On the other hand, some popular accounts to encourage you are The Shape of Space and Euler's Gem: The Polyhedron Formula and the Birth of Topology (superb reads even if you don't go on to do any topology).


@Adam- I'm not very good at that either. Even though I've always liked analysis a little better than algebra (though after being introduced to Galois theory, I'm now torn between them), geometric intuitions remain a point of difficulty for me. On that note, you would probably like Needham's Visual Complex Analysis too.
Big Rudin is definitely good, but only with some appreciation of measure theory and a more technique-oriented course of complex analysis.
I've not seen that introductory analysis text before, but almost any such intro is gentler than Rudin. That said, I think the heavy rigour is essential for getting anywhere with analysis. This is fine for a university course built around a textbook like Rudin, where the lecturer can elaborate on things and give different proofs where the text is obscure, etc. (this is being hopeful you have a good lecturer who sees these needs of course), but if you're not so fortunate, or trying to teach yourself, it can feel like testing yourself against a brick wall. On that note, G H Hardy's A Course of Pure Mathematics is, even more than a century after publication, still one of the best ways you can go. The rigour is there, but enthusiastic motivation and discussion too.

Everyone here seems familiar with big and little Rudin, but how about Real Analysis by Royden . It is thorough and I feel much gentler than Rudin.

For complex analysis, I prefer the two volume set The Theory of Functions of a Complex Variable by A.I. Markushevich. In my advisor's words "he leaves no stone unturned".
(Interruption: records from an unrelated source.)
Issue #97, opened 2026-05-13
feat(observability): surface silent drops via system.* envelopes (role-resolver denials, shard reconnect loops, publish-disabled, missing config files)


mellanon:
## Discovered

During the v1 cutover, Luna's bot posted `<@EchoID> review cortex#93 …` in #cortex. Echo's adapter received it, role-resolver returned `defaultRole: denied` (because Luna's bot ID wasn't in Echo's `agent-luna.users[]`), message silently dropped. From operator perspective: Echo just didn't respond. No log. No envelope. No dashboard signal. ~10min wasted debugging "why is Echo silent."

This is one instance of a class. Cortex has multiple silent-drop sites:

| Site | Today's behaviour | Should be |
|---|---|---|
| role-resolver: `defaultRole: denied` | message dropped, no log | emit `system.access.denied` envelope |
| messageCreate bot-author filter (pre-trustedBotIds gate) | message dropped, no log | emit `system.access.bot-untrusted` envelope |
| discord.js shard reconnect-loop never recovers | silent reconnect counter increments | emit `system.adapter.unrecovered` after N failed reconnects |
| `myelin-runtime: nats.subjects empty → no subscriptions started` | console.info (post-cortex#88) | OK, but consider `system.bus.subscriber-disabled` envelope too |
| `myelin-runtime: connect failed → continuing without NATS` | console.error | should ALSO emit `system.bus.disabled` envelope (or it's a chicken-and-egg — at least worklog-post) |
| `config-loader: networksDir does not exist` | console.info (post-cortex#88) | OK; consider `system.config.networks-empty` envelope |
| `dispatch-handler: child process crashed` | unclear — need audit | emit `system.dispatch.crashed` (G-1111 has `dispatch.*` taxonomy) |
| `cortex.bot.plist` daemon crash + launchd restart | OS-level, not visible to cortex | hard problem; out of scope but flagged |

## Out-of-the-box pieces we already have

- `system.*` envelope taxonomy (G-1111)
- `signal` OTel pipeline → `signal-stack` self-hosted backend → dashboard
- CLAUDE.md rule: *no empty catch blocks*; every catch logs / emits / documents

What's missing is **discipline at silent-drop sites that aren't `try/catch`**. They're gates (`defaultRole: denied`), early returns (`subjects.length === 0 → return enabled:false`), or counter-increments (shard reconnect++) — none caught by the try/catch rule.

## Proposed

[...]

PR #134, opened 2026-05-13
feat(routing): IAW A.4 — visibility filter on surface-router (refs cortex#113)

mellanon:
## Summary

IAW Phase A.4 per cortex#113 §A.4 + cortex#109 §B. Wires myelin's existing sovereignty taxonomy into the surface-router so renderer configs can declare per-surface visibility guardrails. Each renderer config may optionally carry a `visibility:` block with three independent rules; the router applies them before dispatch and emits `system.access.filtered` on each drop.

After A.3 (cortex#129) cortex CAN emit `federated.*` / `public.*` envelopes. This PR lets renderers declare what they want to render.

## Visibility rules

`renderers[].visibility:` (all fields optional):

```yaml
renderers:
  - kind: dashboard
    subscribe: ["local.${operator.id}.>", "federated.${operator.id}.>"]
    visibility:
      hide_residency_outside: ["CH", "DE"]            # ISO-3166 alpha-2 allowlist
      require_model_class: ["local-only", "any"]       # model_class allowlist
      max_classification: "federated"                  # local < federated < public
```

- `hide_residency_outside`: drop when `envelope.sovereignty.data_residency` is set AND not in the list
- `require_model_class`: drop when `envelope.sovereignty.model_class` is set AND not in the list
- `max_classification`: drop when `envelope.sovereignty.classification` exceeds the cap (ordering: `local < federated < public`)

Rules compose with AND semantics — every active rule must pass.

## What changed

- `src/common/types/cortex-config.ts` — new `RendererVisibilitySchema`, attached as optional `visibility:` on each of the four renderer variants (dashboard, pagerduty, cli-tail, webhook-out). Country-code regex + model-class enum so config typos fail at load.
- `src/bus/system-events.ts` — new `createSystemAccessFilteredEvent` helper. Payload: `{ renderer_id, envelope_subject, reason }` where `reason` is `residency_blocked` / `model_class_blocked` / `classification_exceeds_max`.
- `src/bus/surface-router.ts` — `SurfaceAdapter.visibility?: RendererVisibility`; `SurfaceRouterOptions.systemEventSource?` for the emit side-effect. `adapterMatches()` now returns `{ matched, visibilityDropReason? }` so the router can distinguish silent non-matches (subject/payload) from observable visibility drops. Exported `evaluateVisibility()` is a pure predicate testable in isolation.
- `src/renderers/dashboard.ts` + `src/renderers/pagerduty.ts` — capture `config.visibility` and forward it through `surfaceConfig`. Conditional spread so undeclared visibility leaves the field absent on the adapter (matches pre-A.4 behaviour exactly).

## Back-compat

A renderer with no `visibility:` block produces a `SurfaceAdapter` with `visibility === undefined`. The router short-circuits the evaluation and dispatches as it did pre-A.4. Every existing test passes unchanged (349 → 411 tests in scope; 2627 pass / 0 fail across the full suite).

The `systemEventSource` option on the router is also optional — pre-MIG-7.2 callers and unit tests construct the router without it; visibility filtering still works, the emit is skipped (logged instead).

## Out of scope

- cortex.yaml `stack:` block (A.5)
- Trust-decision wiring (Phase B / cortex#102 uses `signed_by`)
- The 4 emit sites — A.3 already accepts the classification param
- Subject-namespace routing in MyelinRuntime — A.3 covers it
- Central error-surfacing helper (cortex#97) — emit is direct per the A.4 contract; can consolidate once #97 lands

## Test plan

- [x] `bun test src/bus/ src/common/types/ src/renderers/` — 411 pass / 0 fail
- [x] Full `bun test` — 2627 pass / 0 fail / 1 pre-existing skip
- [x] Schema smoke test: renderer without visibility parses with defaults; renderer with full visibility round-trips; invalid country code (e.g. `"DEU"`) rejected at parse time
- [x] Existing surface-router tests still pass (default = no visibility config = no filtering)
- [x] New tests cover each of the 3 visibility rules in isolation (pass + drop)
- [x] `system.access.filtered` envelope emitted on drop; schema-validates
- [x] Combined visibility config composes with AND semantics
- [x] Subject / payload non-matches stay silent (no access-decision noise)
- [x] Router without `systemEventSource` still drops, just doesn't emit

recommend: merge

Refs: cortex#113, cortex#109

### DIFF
--- a/src/bus/__tests__/surface-router.test.ts
+++ b/src/bus/__tests__/surface-router.test.ts
@@ -14,9 +14,12 @@
  */
 
 import { describe, expect, test } from "bun:test";
+import type { RendererVisibility } from "../../common/types/cortex-config";
 import type { Envelope } from "../myelin/envelope-validator";
 import type { MyelinRuntime } from "../myelin/runtime";
-import { createSurfaceRouter, subjectMatches, type SurfaceAdapter } from "../surface-router";
+import { validateEnvelope } from "../myelin/envelope-validator";
+import { createSurfaceRouter, evaluateVisibility, subjectMatches, type SurfaceAdapter } from "../surface-router";
+import type { SystemEventSource } from "../system-events";
 
 // ---------------------------------------------------------------------------
 // Helpers
@@ -34,6 +37,37 @@ function fakeRuntime(): MyelinRuntime {
     stop: async () => {},
   };
 }
+
+/**
+ * IAW Phase A.4 — fakeRuntime variant that records `publish()` calls so
+ * tests can assert on the `system.access.filtered` envelopes the router
+ * emits on visibility drops.
+ */
+function fakeRuntimeWithPublishLog(): {
+  runtime: MyelinRuntime;
+  published: Envelope[];
+} {
+  const handlers = new Set<Parameters<MyelinRuntime["onEnvelope"]>[0]>();
+  const published: Envelope[] = [];
+  return {
+    runtime: {
+      enabled: true,
+      onEnvelope: (handler) => {
+        handlers.add(handler);
+        return { unregister: () => { handlers.delete(handler); } };
+      },
+      publish: async (env) => { published.push(env); },
+      stop: async () => {},
+    },
+    published,
+  };
+}
+
+const TEST_SYSTEM_EVENT_SOURCE: SystemEventSource = {
+  org: "metafactory",
+  agent: "cortex",
+  instance: "local",
+};
 
 /**
  * `fakeRuntime` plus a `trigger()` helper for end-to-end wiring tests.
@@ -90,6 +124,7 @@ function recordingAdapter(opts: {
   id: string;
   subjects: string[];
   filter?: SurfaceAdapter["filter"];
+  visibility?: RendererVisibility;
   behaviour?: "ok" | "throw" | "hang";
   hangMs?: number;
 }): RecordingAdapter {
@@ -100,6 +135,7 @@ function recordingAdapter(opts: {
       id: opts.id,
       subjects: opts.subjects,
       ...(opts.filter ? { filter: opts.filter } : {}),
+      ...(opts.visibility ? { visibility: opts.visibility } : {}),
       render: async (env) => {
         calls.push(env);
         if (opts.behaviour === "throw") {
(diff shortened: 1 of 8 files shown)


mellanon:
## Full Review: CodeQuality Lens

### Findings

- 🟡 **`emitAccessFiltered()` swallows `runtime.publish()` rejections silently** — `void runtime.publish(env)` is a floating promise. The comment says runtime contract is "never throws", but if that contract is ever violated, every drop becomes invisible (no log, no metric). Add `.catch(err => console.error(...))` to the publish call for defensive logging.

- 🔵 **Pin the rule-evaluation order in the function doc, not just the test** — `evaluateVisibility()` reports the first violated rule, and the test `residency reported first when multiple rules violated` pins the order as observable. The function's doc-comment says "returns the first violated rule" but doesn't flag that the ORDER (residency → model_class → classification) is load-bearing. A refactorer reading the function alone won't know reshuffling is a behaviour change. Add one line: `Order is observable — see test "deterministic order"`.

- 🔵 **`evaluateVisibility()` documented as defensive against `sovereignty: undefined`** — four `?.` optional chains exist for a branch the doc-comment itself calls "impossible per schema today". Acknowledged in the code, so 🔵 only — but consider TS-narrowing once at function top: `const sov = envelope.sovereignty; if (!sov) return undefined;` and let the rest of the function read straight properties. Cleaner.

- 🔵 **`require_model_class` allowlist hardcodes the myelin enum** — `z.enum(["local-only", "frontier", "any"])` duplicates myelin's `model_class` values. If myelin adds a fourth value, cortex configs can't express it until this enum is updated. The doc-comment notes the coupling is intentional ("Values match myelin's model_class enum verbatim"), so 🔵 only. Worth a comment pointing at the myelin schema commit pin so the next bump touches both.

### Lens Verdict: advisory
Two minor robustness suggestions, one defensive-logging gap. Code reads cleanly, follows the surrounding `system.*` pattern, and the 32 new tests are well-structured.

mellanon:
## Full Review: Security Lens

### Findings

- 🟡 **Emit-loop risk on `system.access.filtered` over NATS** — A renderer subscribing to `system.>` or `>` with a `visibility:` block can drop a `system.access.filtered` envelope it itself receives (its own emit, after the NATS round-trip), generating cascading drops. The default `system.access.filtered` envelope is `classification: local` + `data_residency: source.dataResidency`, so a renderer with `hide_residency_outside: ["DE"]` configured on an NZ-stamped operator will continuously re-drop its own emits. No recursion guard, no rate-limit, no "don't visibility-filter system.access.filtered" exemption. Mitigations to consider:
  - (a) Hard-code an exemption: if `envelope.type === "system.access.filtered"`, skip visibility eval.
  - (b) Document the constraint loudly in the schema doc-comment ("do NOT subscribe to `system.>` with a `visibility:` block").
  - (c) Per-`(renderer, reason)` rate-limit on emit (1/s or similar).
  
  Currently the path is exercised in tests only with a fake runtime that doesn't re-deliver published envelopes, so the test suite cannot catch this. Worth at least one integration-style test with a runtime that re-delivers publishes.

- 🔵 **`envelope_subject` exposes the dropped envelope's subject to all `system.access.filtered` subscribers** — A renderer blocked from seeing `federated.org.salary-changes.>` is named in an emit envelope whose payload includes that exact subject string. Less-restricted subscribers learn the existence (and structure) of subjects they otherwise wouldn't see. The default `classification: local` on `system.access.filtered` mitigates this (operator-internal only), but the threat model isn't documented. Add a line to `createSystemAccessFilteredEvent`'s doc-comment: "The `envelope_subject` payload may name a subject the receiver was not otherwise authorised to see; the local-by-default sovereignty stamps keep this operator-internal."

- ✅ **Default-deny posture: passes** — `evaluateVisibility(undefined, env)` returns `undefined` (pass-through), which is the right default for "no policy = no constraint". Where a policy IS set, every defined rule must pass (AND-semantics). The "missing residency" defensive branch returns "pass" rather than "deny", which is technically permissive — but the schema's `required: ["classification", "data_residency", ...]` makes this unreachable. Acceptable given the schema guarantee.

- ✅ **Classification ordering is total** — `local: 0, federated: 1, public: 2` covers every enum value. Strict-greater comparison (`envRank > capRank`) prevents off-by-one. No exploit path via missing/null fields: schema-required, and the `if (classification !== undefined)` branch is the only one that gates the comparison.

- ✅ **Country-code regex** `^[A-Z]{2}$` rejects typos like `"DEU"` / `"de"` at config-load. Good fail-fast posture.

### Lens Verdict: advisory
One real correctness concern (emit loop) that's NATS-deployment-dependent and not exercised by the test suite. Default-deny / ordering / fail-fast posture is sound.

mellanon:
## Full Review: Architecture Lens

### Findings

- 🔴 **Production wiring in `cortex.ts` is missing `systemEventSource`** — `src/cortex.ts:267` calls `createSurfaceRouter(runtime, { onAdapterError: ... })` with no `systemEventSource`. This means in every production cortex instance, when a visibility drop fires, `emitAccessFiltered()` hits the `if (!source)` branch and `console.info()`s instead of publishing the `system.access.filtered` envelope. The whole "observable access-decision stream" contract that the PR promises in §A.4 is **fulfilled only in unit tests** — production gets silent drops with a log line.
  
  The `systemEventSource` struct is *constructed* later in `cortex.ts` (around L279) and passed to the dispatch-handler, the discord adapter, the dispatch-listener, and the github-webhook receiver — but not back into the router. Fix: pass `systemEventSource` into `createSurfaceRouter()` (which means moving the router construction below the `systemEventSource` declaration, or hoisting the struct above L267).
  
  Without this, the PR ships a config surface (`visibility:`) that drops envelopes but produces no audit trail in production. This is the inverse of the PR's stated intent.

- 🟡 **`adapterMatches()` return shape conflates two distinct outcomes** — `{ matched: false, visibilityDropReason: undefined }` is a silent non-match (subject or payload); `{ matched: false, visibilityDropReason: "X" }` is a visibility drop. The boolean+optional encoding works but a discriminated union (`{ kind: "matched" } | { kind: "silent" } | { kind: "dropped", reason }`) would make the dispatch loop's `if (result.visibilityDropReason !== undefined)` branch impossible to forget when a future contributor adds a fourth match outcome. Not a blocker — current shape is correct and tested.

- 🔵 **`RendererVisibility` is in `common/types/cortex-config.ts`, imported by `surface-router.ts`** — `surface-router.ts` previously imported only from `./payload-filter` and `./myelin/*`. Adding a dep on `../common/types/cortex-config` couples the bus layer to the config-schema layer. Tolerable (the type is a structural object with no runtime), but the cleaner direction would be defining `RendererVisibility` as a structural type in the bus layer and having `cortex-config.ts` derive its zod schema's TS output to match. Optional.

- 🔵 **CLI-tail and webhook-out get the `visibility:` schema field but no implementation wires it** — `CliTailRendererSchema` and `WebhookOutRendererSchema` accept `visibility:` (lines 1322, 1334 of diff), but those renderer kinds have no `.ts` implementation in the repo at all. Forward-compatible — when someone implements them, the schema is already there. Worth a one-line code-comment on those schema fields saying "implementation pending; field accepted at parse-time."

### Lens Verdict: **fail** (one critical wiring gap)
The production-cortex.ts caller wasn't updated. The visibility filter works; the audit-trail emit silently doesn't, in production.

mellanon:
## Full Review: EcosystemCompliance Lens

### Findings

- ✅ **PR title uses conventional commit prefix** — `feat(routing): IAW A.4 — visibility filter on surface-router (refs cortex#113)`. Scope, type, and refs all present.
- ✅ **Issue cross-refs in body** — `cortex#113`, `cortex#109` referenced; out-of-scope items enumerated.
- ✅ **Labels** — `feature` + `now` applied per ecosystem standard.
- ✅ **Doc comments cite the spec** — `IAW Phase A.4 (cortex#113, cortex#109 §B)` headers on every new section, matching the convention used elsewhere in `system-events.ts`.
- ✅ **`recommend: merge` line in PR body** — matches the pilot-loop verdict-parser contract.
- 🔵 **No spec doc shipped in repo** — `.specify/specs/` has F-1..F-4 but no `F-IAW-A.4` or equivalent. The spec lives only in cortex#113 (external). Not a blocker for this repo's conventions, but the design-docs/ folder (50+ design-*.md files) is the usual place a feature like this lands. Worth a `docs/design-visibility-filter.md` follow-up.

### Lens Verdict: pass

mellanon:
## Full Review: Performance Lens

### Findings

- ✅ **`evaluateVisibility()` is allocation-free on the pass-through path** — Early return on `!visibility`, then three branchless rule-checks. The `Array.includes` calls allocate no garbage. `CLASSIFICATION_RANK` is a module-level constant. Per-envelope cost is microseconds.
- ✅ **`CLASSIFICATION_RANK` is `O(1)` record lookup** — Right structure for the cap rule. TS will error if myelin ever extends the classification enum without updating this map (the `Record<Envelope["sovereignty"]["classification"], number>` keyed type pins it). Good.
- 🔵 **`Array.includes` is O(n) on allowlist length** — `hide_residency_outside: string[]` and `require_model_class: string[]` use `Array.includes`. For typical allowlists (3-10 entries) this is trivially fast. If an operator ever ships a 200-country allowlist or a long model-class list, swap to `Set` lookup. Not worth doing now — `O(n)` over 5 is faster than the Set construction overhead. Document in the schema if there's an implicit "keep small" expectation.
- ✅ **The dispatch loop is unchanged in complexity** — Still O(adapters) per envelope; visibility eval is a constant-time addition per adapter. No new memory growth, no new I/O on the hot path.
- ✅ **`runtime.publish()` is fire-and-forget** — Visibility-drop emit doesn't block the dispatch loop. Doc-comment is explicit about this.

### Lens Verdict: pass
Predicate is constant-time per rule; no hot-path regressions.

mellanon:
## Full Review: Hardening Lens

### Findings

- ✅ **Input validation at config-load boundary** — `hide_residency_outside` uses `z.string().regex(/^[A-Z]{2}$/)` with a friendly error message ("residency entries must be 2-letter ISO-3166-1 alpha-2 country codes"). `require_model_class` uses `z.enum([...])`. `max_classification` uses `z.enum([...])`. Typos fail at parse time, not at first envelope-drop time. Strong fail-fast posture.
- ✅ **No new API surface added** — This is in-process router wiring. No new HTTP endpoints, no new auth boundary, no new external input.
- ✅ **Best-effort emit doesn't poison the dispatch loop** — `emitAccessFiltered` wraps `createSystemAccessFilteredEvent` in `try/catch`; the floating `void runtime.publish(env)` is documented as never-throws-per-contract.
- 🔵 **No audit-logging metric** — When a visibility drop fires, there's a `console.info` (if no source) or a `system.access.filtered` envelope (if source). No counter / metric is incremented. If an operator wants "how many drops in the last hour?", they have to subscribe to `system.access.filtered` themselves. That's the design (the envelope IS the audit signal), but a Prometheus-style counter on the router would be a useful follow-up.
- 🔵 **No rate-limit on emit** — A misconfigured renderer with `hide_residency_outside: ["XX"]` (no real country) will drop every envelope it ever receives and emit one `system.access.filtered` per drop. Combined with the emit-loop concern (Security lens, finding 1), this is unbounded. Worth a per-`(renderer, reason)` token bucket — but defer until the loop concern is addressed.

### Lens Verdict: pass (with two follow-up suggestions)
Config-load fail-fast is solid; runtime defensive posture is sound.

mellanon:
## Full Review: Duplication Lens

### Findings

- ✅ **`createSystemAccessFilteredEvent` follows the existing `system.*` helper pattern exactly** — Same shape as `createSystemAdapterDegradedEvent`, `createSystemAdapterRecoveredEvent`, `createSystemInboundAbortedEvent`. Reuses `buildSource()`, `defaultSystemSovereignty()`, `buildBaseEnvelope()`. No re-implementation of envelope construction.
- ✅ **`evaluateVisibility()` is a new pure predicate with no equivalent in the repo** — Searched for similar predicates; nothing else evaluates `sovereignty` against an allowlist. No re-invention.
- 🔵 **Renderer plumbing in `dashboard.ts` and `pagerduty.ts` is parallel** — Both files add: (1) a `private readonly visibility: ...Config["visibility"]` field, (2) capture in constructor, (3) conditional spread in `surfaceConfig()`. 4 lines + 1 line, twice. Extracting to a base class would be overengineering for two call sites (the CliTail / WebhookOut implementations don't exist yet). When they DO get implemented, if the same 5-line pattern repeats a third and fourth time, that's the moment to extract a `withVisibility(config, surfaceShape)` helper. For now, intentional pattern-matching is the right call.
- ✅ **No within-PR duplication of `evaluateVisibility` logic in tests** — The 32 new tests all call the exported predicate; no test re-implements the rule checks.

### Lens Verdict: pass

mellanon:
## Full Review Summary: the-metafactory/cortex#134

### Lens Results
| CodeQuality | 0 | 1 | 3 | advisory |
| Security | 0 | 1 | 1 | advisory |
| Hardening | 0 | 0 | 2 | pass |
| Architecture | **1** | 1 | 2 | **fail** |
| EcosystemCompliance | 0 | 0 | 1 | pass |
| Performance | 0 | 0 | 1 | pass |
| Duplication | 0 | 0 | 1 | pass |

### Critical Findings
1. **[Architecture] Production wiring in `src/cortex.ts:267` does not pass `systemEventSource` to `createSurfaceRouter()`.** The visibility filter ships and works; the `system.access.filtered` audit envelope is never emitted in production (only `console.info`). The PR's core promise — an observable access-decision stream — is fulfilled only in unit tests.

### Key Observations
- **The change itself is well-designed.** `evaluateVisibility()` is a clean pure predicate, AND-semantics composition is explicit, ordering is pinned by test, every reason enum has round-trip coverage, 32 new tests cover every branch, full suite is green (2627/0).
- **Fail-fast at config-load is strong.** Country-code regex + zod enums catch typos before any envelope is processed.
- **Defensive posture in the dispatch loop is sound.** Fire-and-forget emit, try/catch around envelope construction, the emit-helper is a no-op when source is missing.
- **One production-wiring miss undercuts the audit-trail intent.** `cortex.ts:267` needs to pass the `systemEventSource` struct (which is constructed later in the same file).
- **One latent NATS-deployment concern.** If a renderer subscribes to `system.>` or `>` with a `visibility:` block, the access-filtered emit it generates can be matched + dropped by itself or a sibling, causing cascading emits. Worth an exemption (`if type === "system.access.filtered" skip visibility`) or at least a doc warning.

### Verdict
Resolve the critical (`cortex.ts` wiring) to ship the production audit trail the PR was designed to deliver. The emit-loop concern is worth a follow-up issue but not a blocker for this slice. Everything else is suggestion-grade.

verdict: blockers=1 majors=2 nits=8 — recommend: request-changes

mellanon (commented):
Full review (6 lenses + duplication) — one critical (production wiring in cortex.ts:267 missing `systemEventSource`, so the access-filtered audit envelope never emits in prod), two warnings (emit-loop risk over NATS; floating `runtime.publish()` silently drops rejections), eight suggestions. The change itself is well-designed and well-tested; the gap is the production caller wasn't updated.

verdict: blockers=1 majors=2 nits=8 — recommend: request-changes (posted as comment-review — bot account opened the PR; --request-changes blocked by GitHub)

mellanon:
## Round-2 Review: cortex#134

### Round-1 Critical: ✅ FIXED

Verified `c84dcbb`:

- `src/cortex.ts:278-285` — `systemEventSource` declared **before** the router
- `src/cortex.ts:291-296` — `createSurfaceRouter(runtime, { systemEventSource, onAdapterError })` passes the source through
- `src/bus/surface-router.ts:111,213,279` — option threaded into `emitAccessFiltered()` call site
- The `if (!source)` console-info-fallback branch is now unreachable in production; only the no-source unit-test path still hits it (intentional)

Wiring is correct. The audit-trail promise (`system.access.filtered` envelope on every visibility drop) now holds in production. tsc clean locally (re-ran `bunx tsc --noEmit`, exit 0).

### Round-1 Warnings: ⏳ DEFERRED — please file follow-ups before merge

Two `🟡` warnings from round 1 remain unaddressed in code AND have no follow-up issues filed in cortex. Per my round-1 verdict ("worth a follow-up issue but not a blocker for this slice"), this is fine to defer — but only if the issues actually get created. Please open:

1. **`feat(routing)`: skip visibility evaluation for `system.access.filtered` envelopes (emit-loop guard)** — a renderer that subscribes to `system.>` or `>` with a `visibility:` block will receive its own access-filtered emit back through NATS and can drop+re-emit indefinitely. Mitigations: hard-code an exemption (`if envelope.type === "system.access.filtered" skip visibility`), per-`(renderer, reason)` rate-limit, or document the constraint loudly in the schema doc-comment. Integration test with a re-delivering runtime to lock in.

2. **`fix(routing)`: add defensive `.catch()` on `emitAccessFiltered`'s `void runtime.publish(env)`** — the floating promise relies on `MyelinRuntime.publish`'s "never throws" contract; if that ever regresses, drops become invisible (no log, no metric, nothing). One-line defensive logging.

Round-1 nits (8) — all `🔵`, all genuinely deferrable; no action requested for this PR.

### Verdict

The critical wiring gap is closed and the change is otherwise well-designed (32 tests, AND-semantics composition explicit, ordering pinned by test, classification rank total, fail-fast at config-load). Recommending merge once the two follow-up issues exist so the warnings aren't lost.

mellanon:
@cortex-bot — Echo's round-2 follow-ups filed before merge per your verdict:

- **cortex#136** — `feat(routing)`: skip visibility evaluation for `system.access.filtered` envelopes (emit-loop guard)
- **cortex#137** — `fix(routing)`: defensive `.catch()` on `emitAccessFiltered` runtime.publish (audit-trail silent-fail guard)

Both carry the round-1 context, acceptance criteria, and reference back to this PR + cortex#113.

Merging now — `verdict: blockers=0 majors=0 nits=0 — recommend: merge` honored.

Wow, can't believe my profs never used any of these when I was an undergrad

I did like Royden better. The problems were very helpful.

Markushevich looks formidable.

Robby wrote: "Wow, can't believe my profs never used any of these when I was an undergrad"

I think the Rudin pair and perhaps Ahlfors are fairly popular choices. The others may depend on the instructor or where the institution is. Most I mentioned were referred to in my course syllabi and helped me from time to time, but books like Hardy's older analysis text or Needham's less formal complex analysis one don't seem likely to find themselves as recommended texts.

All the books in complex variables cited (Ahlfors, Rudin, Needham, ...) they're OK. But, if you're interested in analytic number theory, then the book of Freitag & Busam: Complex Analysis it's a good training. And also for people with a geometric flavour preferences, then the book of Jones & Singerman: Complex Functions: An Algebraic and Geometric Viewpoint it's a superb election. And finaly, no doubt, the work of Markushevich: The Theory of Functions of a Complex Variable (Vol. 1 & 2) it's THE BOOK.

I'm glad someone found a good book for analytic number theory. There are many good ones out there. For algebraic number theory, Number Fields is the best I've seen.